=== What you will do ===
Copy, exactly and without additions, every line in the records below from the one holding "jonhoo: It doesn't" through the one holding "jonhoo: I wonder if dropping", both ends included.
--- START ---
PR #302, opened 2019-07-12
WIP RFC: tower-ready-cache

olix0r:
The kernel of the p2c balancer that manages service readiness seems likely to be useful to build other kinds of dispatchers like @jonhoo's lazy service pool and @adleong's weighted distributor.

This draft PR separates this kernel into a dedicated tower-ready-cache crate so we can start to flesh out these datails.

As discussed in https://github.com/tower-rs/tower/issues/286


tower-balance/src/p2c/service.rs
```diff
@@ -77,12 +56,7 @@ where
 
     /// Returns the number of endpoints currently tracked by the balancer.
     pub fn len(&self) -> usize {
-        self.ready_services.len() + self.unready_services.len()
-    }
-
-    // XXX `pool::Pool` requires direct access to this... Not ideal.
-    pub(crate) fn discover_mut(&mut self) -> &mut D {
-        &mut self.discover
+        self.ready_services.ready_len() + self.ready_services.unready_len()
```
jonhoo: Maybe just provide a `len()` function too? :p

tower-balance/src/p2c/service.rs
```diff
@@ -26,10 +24,7 @@ use tower_util::Ready;
 pub struct Balance<D: Discover, Req> {
     discover: D,
 
-    ready_services: IndexMap<D::Key, D::Service>,
-
-    unready_services: stream::FuturesUnordered<UnreadyService<D::Key, D::Service, Req>>,
-    cancelations: IndexMap<D::Key, oneshot::Sender<()>>,
+    ready_services: ReadyCache<D::Key, D::Service, Req>,
```
jonhoo: I wonder if this should now just be called `services`?

tower-ready-cache/src/lib.rs
```diff
@@ -0,0 +1,276 @@
...
+        self.cancelations.contains_key(key)
+    }
+
+    /// Attempts to cancel a service in the unready set.
+    ///
+    /// The service will be removed from the cache when `poll_unready` is called.
+    ///
+    /// Returns true iff the referenced service was unready and it was
+    /// succsesfully canceled.
+    pub fn cancel_unready<Q: Hash + Equivalent<K>>(&mut self, key: &Q) -> bool {
```
jonhoo: It doesn't look like this method is used externally anywhere (rather, everyone calls `evict`). Are you expecting this to ever be called specifically?

tower-ready-cache/src/lib.rs
```diff
@@ -0,0 +1,276 @@
...
+        if let Some(c) = self.cancelations.swap_remove(key) {
+            c.send(()).is_ok()
```
jonhoo: I wonder if dropping `c` is sufficient here?

tower-ready-cache/src/lib.rs
```diff
@@ -0,0 +1,276 @@
...
+    ///
+    /// The service will be promoted to the ready set as `poll_unready` is invoked.
+    ///
+    /// Note that this does not replace a service currently in the ready set with
+    /// an equivalent key until this service becomes ready or the existing
+    /// service becomes unready.
+    pub fn push_unready(&mut self, key: K, svc: S) {
+        let (tx, rx) = oneshot::channel();
+        if let Some(c) = self.cancelations.insert(key.clone(), tx) {
+            let _ = c.send(());
```
jonhoo: Same here, I _think_ this can just `drop(c)`

tower-ready-cache/src/lib.rs
```diff
@@ -0,0 +1,276 @@
...
+                    .expect("invalid ready index");
+                Err(e)
+            }
+        }
+    }
+
+    /// Swap-removes the indexed service from the ready set.
+    ///
+    /// Panics if the provided `index` is out of range.
+    pub fn process_ready_index<T, P>(&mut self, index: usize, process: P) -> T
```
jonhoo: This method should probably be given a more helpful name.

tower-ready-cache/src/lib.rs
olix0r: The UnreadyService future currently only treats successful cancelations as cancelations. Drops (which cause errors) are ignored.

It's probably best to make the error case panic completely, as it's not part of the intended lifecycle.

tower-ready-cache/src/lib.rs
```diff
@@ -0,0 +1,276 @@
...
+                debug!("evicting failed endpoint: {:?}", e);
+                self.ready_services
+                    .swap_remove_index(index)
+                    .expect("invalid ready index");
+                Err(e)
+            }
+        }
+    }
+
+    /// Swap-removes the indexed service from the ready set.
```
jonhoo: I think this warrants some further explanation. In particular, this could be mis-read to imply that it removes the _service_ after calling `process`, which isn't the case. Instead, it moves the service to the unready set.

tower-ready-cache/src/lib.rs
```diff
@@ -0,0 +1,276 @@
...
+    {
+        let (key, mut svc) = self
+            .ready_services
+            .swap_remove_index(index)
+            .expect("index out of range");
+
+        let t = (process)(&mut svc);
+
+        // If a new version of this service has been added to the
+        // unready set, don't overwrite it.
```
jonhoo: This case is weird to me. How would that happen?

tower-ready-cache/src/lib.rs
```diff
@@ -0,0 +1,276 @@
...
+        if !self.unready_contains(&key) {
+            self.push_unready(key, svc);
```
jonhoo: What if the service is immediately ready again even after `process`? Wouldn't it be a mistake to place it back in `unready`?

jonhoo:
I'm not sure I see exactly how this factors into `pool`, but I like the refactoring.

tower-ready-cache/src/lib.rs
olix0r: `ReadyCache::push_unready` may be called for a key that is already in the ready set and the ready instance will not be replaced until the unready instance becomes available.

Imagine that you get an update from service discovery that reconfigures a connection. I wouldn't want to be forced to tear down an old connection until the new connection is ready.

tower-ready-cache/src/lib.rs
olix0r: The contract is that `poll_unready` must be called following this.

This is much like poll_ready vs call -- `call` can never invoke `poll` (as call need not be invoked from a task context).  process need not be called from a task context.

olix0r:
@jonhoo I'm imagining that we could implement `pool` roughly as follows:

* A `Pool` service holds a `ReadyCache`.
* In `Pool::poll_ready`
  * `ReadyCache::poll_unready()` is called make services available.
  * If `ReadyCache::ready_len` is greater than 0, it returns ready immediately
  * Otherwise, a new service instance is provisioned and added to the ready cache.

The pool would probably want to enforce a maximum number of services that will be created at once...

I haven't thought through this in a very detailed way, but I think this could help accomplish something similar to what's there now without having to use any of the Discover API...

jonhoo:
Ohh, yes, I see what you mean. I think we'd still ideally want pool to support using a balancer though. Something like P2C still makes sense through a pool. Not sure how we abstract that though.

tower-ready-cache/src/lib.rs
```diff
@@ -224,24 +224,21 @@ where
     /// Swap-removes the indexed service from the ready set.
     ///
     /// Panics if the provided `index` is out of range.
-    pub fn process_ready_index<T, P>(&mut self, index: usize, process: P) -> T
-    where
-        P: FnOnce(&mut S) -> T,
-    {
+    pub fn call_ready_index(&mut self, index: usize, req: Req) -> S::Future {
```
jonhoo: I almost wonder whether the `next_ready_index` handling should also be folded into this.

olix0r: Interesting idea. We could make `poll_ready_index` part of the required API so that it is responsible for stashing the next ready index if it was ready... but I think we should _not_ make the index selection part of this module

jonhoo: Sorry, yes, that's what I meant -- the index stashing, not the index _selection_.

tower-balance/src/pool.rs
```diff
@@ -14,311 +14,117 @@
...
+        }
 
-                // don't reset the EWMA -- in theory, poll_ready should now start returning
-                // `Ready`, so we won't try to launch another service immediately.
-                // we clamp it to high though in case the # of services is limited.
-                self.ewma = self.options.high;
-            } else {
-                discover.load = Level::Normal;
-            }
+        let fut = self.make_service.make_service(());
```
jonhoo: This will create new services _very_ aggressively. What's the reasoning behind not maintaining a load estimate?

olix0r: That depends entirely on how inner services advertise readiness. If, for instance, an inner service uses a buffer, a new service would only ever be created when the buffer is at capacity.

This is still an experiment, obviously, but i'm curious if we avoid having `pool` dependent on a specific load metric implementation.  (Note, for instance, that the pool ewma doesn't really take into account time-to-first-byte or errors or other data that may be measured to gauge health/load).

olix0r:
Going to close this out for now. #303 includes the ready-cache refactor without changes to pool. #304 splits out the breaker prototype. I'll continue experimenting with the pool as the other PRs progress.

PR #304, opened 2019-07-18
WIP RFC Introduce tower-breaker

olix0r:
tower-breaker introduces a circuit-breaking middleware that instruments
load-based backpressure.

This is a work-in-progress and should be fleshed out more fully before
merging.

### DIFF
--- a/tower-breaker/src/lib.rs
+++ b/tower-breaker/src/lib.rs
@@ -7,7 +7,7 @@ use tower_load::Load;
 use tower_service as svc;
 
 /// Determmines readiness based on an `M`-typed load metric.
-pub trait Breaker<M: PartialOrd> {
+pub trait Breaker<M> {
     /// Checks to see whether the breaker is open, given a load metric.
     ///
     /// If the breaker is closed, NotReady is returned and the task ust be
@@ -62,7 +62,7 @@ pub mod delay {
     use std::time::Instant;
     use tokio_timer::Delay;
 
-    pub trait BreakUntil<M: PartialOrd> {
+    pub trait BreakUntil<M> {
         fn break_until(&mut self, load: M) -> Option<Instant>;
     }
 
@@ -71,7 +71,7 @@ pub mod delay {
         delay: Option<Delay>,
     }
 
-    impl<M: PartialOrd, B: BreakUntil<M>> super::Breaker<M> for Breaker<B> {
+    impl<M, B: BreakUntil<M>> super::Breaker<M> for Breaker<B> {
         fn poll_breaker(&mut self, load: M) -> Poll<(), error::Error> {
             // Even if there's already a delay, update the inner breaker with
             // the new load and reset any pre-existing delay.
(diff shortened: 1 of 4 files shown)


tower-breaker/src/lib.rs
```diff
@@ -0,0 +1,103 @@
...
+            // Even if there's already a delay, update the inner breaker with
+            // the new load and reset any pre-existing delay.
+            //
+            // The `delay` is stored so that the breaker task is notified after
+            // the delay expires.
+            self.delay = self.break_until.break_until(load).map(Delay::new);
+
+            if let Some(delay) = self.delay.as_mut() {
+                try_ready!(delay.poll());
+                self.delay = None;
```
hawkw: Can't we just `take` the delay before polling it? Even if it returns `NotReady`, the next call to `poll_breaker` will still replace it when we generate the next delay.

olix0r: Per the comment:

```
            // The `delay` is stored so that the breaker task is notified after
            // the delay expires.
```

I don't think we can trust the timer to notify the task if we drop the handle.

hawkw: Ah, yup, never mind me.

tower-breaker/src/lib.rs
```diff
@@ -0,0 +1,103 @@
...
+/// Determmines readiness based on an `M`-typed load metric.
+pub trait Breaker<M> {
+    type Error;
+
+    /// Checks to see whether the breaker is open, given a load metric.
+    ///
+    /// If the breaker is closed, NotReady is returned and the task ust be
+    /// notified when the breaker should be polled again with an updated load
+    /// metric.
+    fn poll_breaker(&mut self, load: M) -> Poll<(), Self::Error>;
```
carllerche: If the `load` value changes between calls to `poll_breaker`, then I assume the inner state needs to be updated to reflect the last value of `load` as the most recent? In the past, arguments to `poll_*` fns have been problematic because how to handle the argument changing between calls was not obvious.

tower-breaker/src/lib.rs
```diff
@@ -0,0 +1,103 @@
+//! A middleware that blocks readiness based on an inner service's load.
+
+pub mod error;
+
+use futures::{future, try_ready, Future, Poll};
+use tower_load::Load;
+use tower_service as svc;
+
+/// Determmines readiness based on an `M`-typed load metric.
```
gj:
```suggestion
/// Determines readiness based on an `M`-typed load metric.
```

tower-breaker/src/lib.rs
```diff
@@ -0,0 +1,103 @@
...
+pub trait Breaker<M> {
+    type Error;
+
+    /// Checks to see whether the breaker is open, given a load metric.
+    ///
+    /// If the breaker is closed, NotReady is returned and the task ust be
```
gj:
```suggestion
    /// If the breaker is closed, NotReady is returned and the task must be
```

olix0r:
We'll revive this later

LucioFranco:
@olix0r yeah, I'd be happy to take a stab at this once we get everything over to `std::future::Future`?

Issue #306, opened 2019-07-21
Expose subcrates default features in `tower`.


samscott89:
Tower pulls in tower-buffer  which has the `log` feature enabled by default. Would be good to re-expose this as a default feature in tower so it can be turned off if necessary. Presumably will be the same for other tower-* crates if/when tracing gets added to them.

samscott89:
Perhaps better to solve this in tracing - https://github.com/tokio-rs/tracing/issues/204

jonhoo:
This is fixed by #431, and specifically #432.

PR #307, opened 2019-07-21
Add feature flag for log support.

samscott89:
Just a quick potential fix to #306 (if desired).

### DIFF
--- a/tower/Cargo.toml
+++ b/tower/Cargo.toml
@@ -24,12 +24,13 @@ keywords = ["io", "async", "non-blocking", "futures", "service"]
 edition = "2018"
 
 [features]
-default = ["full"]
+default = ["std-log-support", "full"]
+std-log-support = ["tower-buffer/log"]
 full = []
 
 [dependencies]
 futures = "0.1.26"
-tower-buffer = "0.1.0"
+tower-buffer = { version = "0.1.0", default-features = false }
 tower-discover = "0.1.0"
 tower-layer = "0.1.0"
 tower-limit = "0.1.0"


LucioFranco:
@samscott89 would this still provide tracing support?

samscott89:
I believe so. AFAICT, the idea seems to be move everything to tracing, and then use the `tracing/log` feature to provide compatibility with `log`. (I'm going off of ~ this convo https://github.com/tower-rs/tower/pull/298#discussion_r302291421). Which is on by default since people using log would other see their logs disappear.

The problem is for people using tracing first, and redirecting log outputs to tracing, we now get double the logs. And also a ton of noise since `tracing/log` logs a bunch of extra stuff, like when spans are entered. Although that is a separate thing.

hawkw:
> The problem is for people using tracing first, and redirecting log outputs to tracing, we now get double the logs. And also a ton of noise since tracing/log logs a bunch of extra stuff, like when spans are entered. Although that is a separate thing.

@samscott89 I think there's potentially some strategies we could use to work around the problem of duplicate logs when both `tracing-log`'s `LogTracer` and the log feature flag are in use, though they might need some design --- there's a `tracing` ticket in there for sure.

samscott89:
> > The problem is for people using tracing first, and redirecting log outputs to tracing, we now get double the logs. And also a ton of noise since tracing/log logs a bunch of extra stuff, like when spans are entered. Although that is a separate thing.
> 
> @samscott89 I think there's potentially some strategies we could use to work around the problem of duplicate logs when both `tracing-log`'s `LogTracer` and the log feature flag are in use, though they might need some design --- there's a `tracing` ticket in there for sure.

Hmm, yeah the idea that everyone would expose a `log` feature does seem a bit unwieldy.

I submitted https://github.com/tokio-rs/tracing/issues/204 as a starting point

samscott89:
Okay, I'll close this PR then in favour of solving it in tracing.

PR #316, opened 2019-09-01
Update tower-test to std::future::Future

JohnDoneth:
It works but I'm not entirely happy with the amount of `Box::pin` and `.as_mut` combos. I'm assuming there's a more ergonomic way to go about `Pin`'ing types? Any suggestions or improvements will be gladly accepted.


tower-test/src/mock/future.rs
```diff
@@ -23,18 +28,17 @@ impl<T> ResponseFuture<T> {
...
 
-    fn poll(&mut self) -> Poll<Self::Item, Self::Error> {
+    fn poll(mut self: Pin<&mut Self>, cx: &mut Context) -> Poll<Self::Output> {
         match self.rx {
-            Some(ref mut rx) => match rx.poll() {
-                Ok(Async::Ready(Ok(v))) => Ok(v.into()),
-                Ok(Async::Ready(Err(e))) => Err(e),
-                Ok(Async::NotReady) => Ok(Async::NotReady),
-                Err(_) => Err(error::Closed::new().into()),
+            Some(ref mut rx) => match Box::pin(rx).as_mut().poll(cx) {
```
taiki-e: It can be written as follows by using [`pin_utils::unsafe_pinned!(rx: Option<Rx<T>>)`](https://docs.rs/pin-utils/0.1.0-alpha.4/pin_utils/macro.unsafe_pinned.html) and [`Option::as_pin_mut()`](https://doc.rust-lang.org/nightly/core/option/enum.Option.html#method.as_pin_mut):
```rust
    match self.rx().as_pin_mut() {
        Some(rx) => match rx.poll(cx) {
        // ...
    
```

JohnDoneth: Done!

tower-test/Cargo.toml
```diff
@@ -8,23 +8,22 @@ name = "tower-test"
...
 
 [dependencies]
-futures = "0.1.26"
-tokio-sync = "0.1.3"
-tower-service = "0.2.0"
-
-[dev-dependencies]
-tower = { version = "0.1.0", path = "../tower" }
+futures-util-preview = "0.3.0-alpha.18"
+futures-executor-preview = "0.3.0-alpha.18"
```
LucioFranco: We should drop this dependency and use https://docs.rs/tokio-test/0.2.0-alpha.4/tokio_test/ which contains mock tasks.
--- END ---
=== Worked solution ===
jonhoo: It doesn't look like this method is used externally anywhere (rather, everyone calls `evict`). Are you expecting this to ever be called specifically?

tower-ready-cache/src/lib.rs
```diff
@@ -0,0 +1,276 @@
...
+        if let Some(c) = self.cancelations.swap_remove(key) {
+            c.send(()).is_ok()
```
jonhoo: I wonder if dropping `c` is sufficient here?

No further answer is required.